Dedicated Inference key capabilities
On top of the capabilities common to all CoreWeave Inference options, Dedicated Inference gives you:- Bring Your Own Weights (BYOW): Upload custom model weights to CoreWeave Object Storage and deploy them without operating the underlying clusters.
- Inference runtime selection: Choose a supported inference runtime (
vllm) with version pinning. - Gateways with traffic management: Configure authentication, body-based or path-based routing, and load balancing across multiple deployments behind a single endpoint.
- Capacity claims: Reserve GPU capacity for your inference workloads.
- Zone selection: Deploy gateways into specific CoreWeave Availability Zones to optimize for latency, data locality, or compliance requirements.

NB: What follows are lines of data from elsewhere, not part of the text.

PR #676, opened 2023-10-02
[server][dvc] Fix to RocksDB atomic flush usage

FelixGV:
Even though we use the DB Options to enable atomic flush, we were not passing the list of column family handles into the flush call, and since our WAL is disabled we did not implicitly get the atomic flush behavior either.

This commit fixes the usage to ensure atomic flushing of the data and RMD column families.

More details: https://github.com/facebook/rocksdb/wiki/Atomic-flush


majisourav99 (approved):
Thanks Felix for the quick fix.

FelixGV:
> Thanks Felix for the quick fix.

I am but the messenger 😆 ... most of the hard work of this investigation was done by @sixpluszero, and some more by you and @nisargthakkar too 🤗 

Thanks for shipping it! I'll merge it if/when the CI passes...

PR #677, opened 2023-10-02
[controller] Handle NPE for incremental push reporting

adamxchen:
## Summary

We recently find out that NPE would be thrown when polling the incremental push status. This PR adds the NPE handling so we would have more information on which partition couldn't be found. Please note that this PR is NOT for resolving the real problem but attempts to provide more debugging information

## How was this PR tested?

unit tests

### DIFF
--- a/internal/venice-common/src/main/java/com/linkedin/venice/pushmonitor/OfflinePushStatus.java
+++ b/internal/venice-common/src/main/java/com/linkedin/venice/pushmonitor/OfflinePushStatus.java
@@ -208,6 +208,10 @@ public class OfflinePushStatus {
     for (PartitionStatus partitionStatus: getPartitionStatuses()) {
       Map<CharSequence, Integer> partitionPushStatus = new HashMap<>();
       Partition partition = partitionAssignment.getPartition(partitionStatus.getPartitionId());
+      if (partition == null) {
+        throw new VeniceException(
+            "Partition " + partitionStatus.getPartitionId() + " not found in partition assignment");
+      }
       Set<String> workingInstances =
           partition.getWorkingInstances().stream().map(Instance::getNodeId).collect(Collectors.toSet());
       for (ReplicaStatus replicaStatus: partitionStatus.getReplicaStatuses()) {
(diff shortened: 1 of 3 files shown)


internal/venice-common/src/main/java/com/linkedin/venice/pushmonitor/OfflinePushStatus.java
```diff
@@ -208,6 +208,10 @@ public Map<Integer, Map<CharSequence, Integer>> getIncrementalPushStatus(
     for (PartitionStatus partitionStatus: getPartitionStatuses()) {
       Map<CharSequence, Integer> partitionPushStatus = new HashMap<>();
       Partition partition = partitionAssignment.getPartition(partitionStatus.getPartitionId());
+      if (partition == null) {
```
majisourav99, line 211: when this could happen?

adamxchen: It happened a few times

sixpluszero: Do you happen to have the error message for this issue, I am wondering if InLogs is still available to reveal this. But I guess the guard here is still valid.

sixpluszero: And also, if we handle NPE by throw Exception here, then it is still throw Exception in controller? I am wondering at which level do we catch the exception and do some proper logging... Otherwise it does not change much, we just wrap the NPE with another exception (not sure if it is what you want though)

adamxchen: Right. This change is not trying to resolve the true cause behind it but attempts to reveal more information otherwise it's very difficult to debug unless we have the heap dump when the incident happens.

majisourav99: was wondering if there is some transient issue to update the routing repo. we could put NOT_CREATED status for that null partition in the map and log error ? ie    
   incPushStatusMap.put(partitionId, NOT_CREATED);

adamxchen: > was wondering if there is some transient issue to update the routing repo. we could put NOT_CREATED status for that null partition in the map and log error ?

It could be a good idea but let's confirm if that's indeed some transient issue to update the routing repos otherwise the suggested change may hide the real NPE issue

sixpluszero (approved):

PR #678, opened 2023-10-03
[admin-tool] Add command to set up change capture view for a store

ZacAttack:
## [admin-tool] Add command to set up change capture view for a store
Still some pending work to make update store work for command line json inputs, but this is probably an easier command to work with in any case.  This will set up needed features like AA and chunking and then enable the view

Resolves #XXX

## How was this PR tested?
Add new unit and integration tests


clients/venice-admin-tool/src/main/java/com/linkedin/venice/Command.java
```diff
@@ -1,117 +1,6 @@
...
-import static com.linkedin.venice.Arg.VALUE_SCHEMA_ID;
-import static com.linkedin.venice.Arg.VENICE_CLIENT_SSL_CONFIG_FILE;
-import static com.linkedin.venice.Arg.VENICE_ZOOKEEPER_URL;
-import static com.linkedin.venice.Arg.VERSION;
-import static com.linkedin.venice.Arg.VOLDEMORT_STORE;
-import static com.linkedin.venice.Arg.VSON_STORE;
-import static com.linkedin.venice.Arg.WRITEABILITY;
-import static com.linkedin.venice.Arg.WRITE_COMPUTATION_ENABLED;
-import static com.linkedin.venice.Arg.ZK_SSL_CONFIG_FILE;
+import static com.linkedin.venice.Arg.*;
```
FelixGV, line 3: Can you revert that please?

clients/venice-admin-tool/src/main/java/com/linkedin/venice/Command.java
```diff
@@ -474,6 +363,11 @@ public enum Command {
       "dump-ingestion-state",
       "Dump the real-time ingestion state for a certain store version in a certain storage node",
       new Arg[] { SERVER_URL, STORE, VERSION }, new Arg[] { PARTITION }
+  ),
+  ADD_CHANGE_CAPTURE_VIEW(
+      "add-change-capture-view",
+      "Add change capture to a given store. This will enable all required configs including AA replication and chunking. View name argument is optional, default view name is changeCaptureView",
+      new Arg[] { URL, STORE, CLUSTER }, new Arg[] { VIEW_NAME }
```
FelixGV, line 370: What is the name for, BTW...?

clients/venice-admin-tool/src/main/java/com/linkedin/venice/AdminTool.java
```diff
@@ -2881,6 +2885,31 @@ private static void dumpIngestionState(CommandLine cmd) throws Exception {
...
+        .setRmdChunkingEnabled(true);
+    ControllerResponse response = client.updateStore(storeName, params);
+    if (response.isError()) {
+      printErrAndExit(response.getError());
+    }
+    Map<String, String> views = new HashMap<>();
+
+    views.put(
+        getOptionalArgument(cmd, Arg.VIEW_NAME, ChangeCaptureView.DEFAULT_CHANGE_CAPTURE_VIEW_NAME),
+        "{\"viewClassName\" : \"" + ChangeCaptureView.class.getCanonicalName() + "\", \"viewParameters\" : {}}");
```
FelixGV, line 2907: Should we support passing view params, or not necessary for this view...?

clients/venice-admin-tool/src/main/java/com/linkedin/venice/Command.java
```diff
@@ -474,6 +363,11 @@ public enum Command {
       "dump-ingestion-state",
       "Dump the real-time ingestion state for a certain store version in a certain storage node",
       new Arg[] { SERVER_URL, STORE, VERSION }, new Arg[] { PARTITION }
+  ),
+  ADD_CHANGE_CAPTURE_VIEW(
```
FelixGV, line 367: Should we also have a command for adding a view of any name? Or maybe it doesn't matter for now since we have no other view implementations...

FelixGV (commented):
Thanks Zac! A few minor comments...

clients/venice-admin-tool/src/main/java/com/linkedin/venice/Command.java
ZacAttack: So the way views are configured for a store are a map of Map<String, ViewConfig>.  The intention of the key is to be able to have a handle for which view you want to edit.  This way, it's conceivable that a store could have multiple views of the same type, but perhaps with different configurations (admittedly for the change capture view, this wouldn't work, or at least, wouldn't work in a useful way).  The optional argument is if you wanted to override the default name for some reason.

....Though... maybe this doesn't make sense now that I type it out.  Maybe it'd be better to just not have it.

clients/venice-admin-tool/src/main/java/com/linkedin/venice/AdminTool.java
ZacAttack: I think we could/should add that if we can puzzle out better why passing json args on the command line isn't working as intended.  I didn't add it here because I was in a hurry.  Best option would be to figure out why json passing isn't working (and thereby, fix other commands which are currently broken) and then add that here as well.

clients/venice-admin-tool/src/main/java/com/linkedin/venice/Command.java
ZacAttack: Yeah can add that.

We also need to add a patch to the controller for removing a view.  That currently doesn't work as intended :(

sixpluszero:
Closing this PR, as #695 addresses the issue already.

PR #680, opened 2023-10-04
[all] Minor Utils cleanups

FelixGV:
- The debug info map inserted in SOS control messages now omits entries for which it could not find the info. Log statements related to the info gathering are also lowered, as they were noisy.

- Deleted dead code.

- Addressed various IDE hints in the Utils class.

## How was this PR tested?
CI


lluwm (approved):
Thanks for the cleanup and it looks good to me!

FelixGV:
Thanks for the review @lluwm!

PR #797, opened 2023-12-12
[server][da-vinci] Delete Unused non NR Metrics

ZacAttack:
## Delete Unused non NR Metrics

We seem to have a pile of metrics that harken back to pre-NR. This change removes them.

Resolves #XXX

## How was this PR tested?
Ran CI and verified in production hosts these metrics are always blank.


majisourav99 (approved):
LGTM. Thanks Zac

PR #798, opened 2023-12-12
[server][test] Allow and skip acl checks for health check uri  from clients to server

m-nagarajan:
## Summary
Fast client warms up H2 connections by hitting the `/health` endpoint in servers but as uri validation for requests from clients to servers happens in `StoreAclHandler`, added changes to allow the `/heatlh` uri and by-pass acl validation since it is just a health check endpoint without any pii.

## How was this PR tested?
unit tests and GHCI


adamxchen (dismissed):
LGTM. Have one nit.

PR #799, opened 2023-12-12
[server] Added info to the exception in AASIT::getUpstreamKafkaUrlFromKafkaValue

FelixGV:
The exception now looks like this:

com.linkedin.venice.exceptions.VeniceException: No Kafka cluster ID found in the cluster ID to Kafka URL map. Got cluster ID -1 and ID to cluster URL map {0=>url0, 1=>url1}. Source Kafka: sourceKafkaURL; TP(topic: 'topic', partition: 0); Offset: 100; Message type: CONTROL_MESSAGE/TOPIC_SWITCH; ProducerMetadata: {"producerGUID": null, "segmentNumber": 0, "messageSequenceNumber": 0, "messageTimestamp": 0, "logicalTimestamp": 0}; LeaderMetadataFooter: {"hostName": null, "upstreamOffset": 0, "upstreamKafkaClusterId": -1}

## How was this PR tested?
New unit test.

### DIFF
--- a/clients/da-vinci-client/src/main/java/com/linkedin/davinci/kafka/consumer/ActiveActiveStoreIngestionTask.java
+++ b/clients/da-vinci-client/src/main/java/com/linkedin/davinci/kafka/consumer/ActiveActiveStoreIngestionTask.java
@@ -1252,9 +1252,13 @@ public class ActiveActiveStoreIngestionTask extends LeaderFollowerStoreIngestion
       throw new VeniceException(
           String.format(
               "No Kafka cluster ID found in the cluster ID to Kafka URL map. "
-                  + "Got cluster ID %d and ID to cluster URL map %s",
+                  + "Got cluster ID %d and ID to cluster URL map %s. "
+                  + "Message type: %d; ProducerMetadata: %s; LeaderMetadataFooter: %s",
               kafkaValue.leaderMetadataFooter.upstreamKafkaClusterId,
-              kafkaClusterIdToUrlMap));
+              kafkaClusterIdToUrlMap,
+              kafkaValue.messageType,
+              kafkaValue.producerMetadata,
+              kafkaValue.leaderMetadataFooter));
     }
     return upstreamKafkaURL;
   }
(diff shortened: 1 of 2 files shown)


clients/da-vinci-client/src/main/java/com/linkedin/davinci/kafka/consumer/ActiveActiveStoreIngestionTask.java
```diff
@@ -1252,9 +1252,13 @@ private String getUpstreamKafkaUrlFromKafkaValue(KafkaMessageEnvelope kafkaValue
       throw new VeniceException(
           String.format(
               "No Kafka cluster ID found in the cluster ID to Kafka URL map. "
-                  + "Got cluster ID %d and ID to cluster URL map %s",
+                  + "Got cluster ID %d and ID to cluster URL map %s. "
+                  + "Message type: %d; ProducerMetadata: %s; LeaderMetadataFooter: %s",
```
huangminchn, line 1256: I think we need a few more info:
1. which topic is this message from
2. the offset of this message
3. which Kafka cluster is it from (this one might be difficult; if so, it's good to have the above two info first)

huangminchn (changes requested):
Thanks a lot Felix!

clients/da-vinci-client/src/main/java/com/linkedin/davinci/kafka/consumer/ActiveActiveStoreIngestionTask.java
FelixGV: Sure, I'll change the function signature so I can add that.

FelixGV: Done in the latest commit.

lluwm (dismissed):

clients/da-vinci-client/src/main/java/com/linkedin/davinci/kafka/consumer/ActiveActiveStoreIngestionTask.java
FelixGV: I was missing the third one, but actually, it is easy to add as well, so I did in the latest commit. All 3 infos you asked for are included now.

lluwm (approved):
LGTM! Thanks for adding these extra info

huangminchn (approved):
Thanks a lot Felix!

- Autoscaling: Configure minimum and maximum replicas with concurrency targets.
Core resources
Dedicated Inference is built around three resource types you create and manage through the Inference API:- Gateways provide routable endpoints that handle authentication, load balancing, and traffic routing to your model deployments. When you create a gateway, you select a CoreWeave Availability Zone and a routing mode (body-based, header-based, or path-based). Each gateway exposes an external-facing API that your applications use to access your models.
- Deployments configure model serving instances, including the inference runtime, GPU type, model weights location in Object Storage, and autoscaling parameters. Each deployment runs your model on dedicated GPU infrastructure and attaches to one or more gateways.
- Capacity claims manage hardware resource reservations and provide reserved GPU capacity for your inference workloads independent of any single deployment.
Manage endpoints
After you create your initial resources, you can manage the full lifecycle of your inference endpoints:- Create: Deploy a model endpoint by creating a gateway and one or more deployments. Select your GPU type, inference runtime, model weights location, and scaling parameters.
- Update: Modify deployment configuration (scaling parameters, GPU type, or model weights) by sending a
PATCHwith the full updated specification. CoreWeave applies updates with rolling rollout where possible. - Delete: Remove deployments and gateways to stop serving and release the associated resources. Delete deployments before their parent gateway.
Monitoring
CoreWeave provides a Grafana dashboard to monitor inference usage and operational metrics. Use it to track request throughput, latency, GPU utilization, and endpoint health across your deployments. For access instructions, see Introduction to CoreWeave Grafana.Pricing
Dedicated Inference incurs no additional platform fees. You pay only for the underlying GPU or node usage that your deployments consume:- Node-based billing: For customers with existing reserved nodes, you can redirect reserved capacity to the inference platform at your existing rates.
- GPU-based billing: For on-demand workloads, you pay per GPU-hour. Choose the GPU type and view current rates on the CoreWeave pricing page.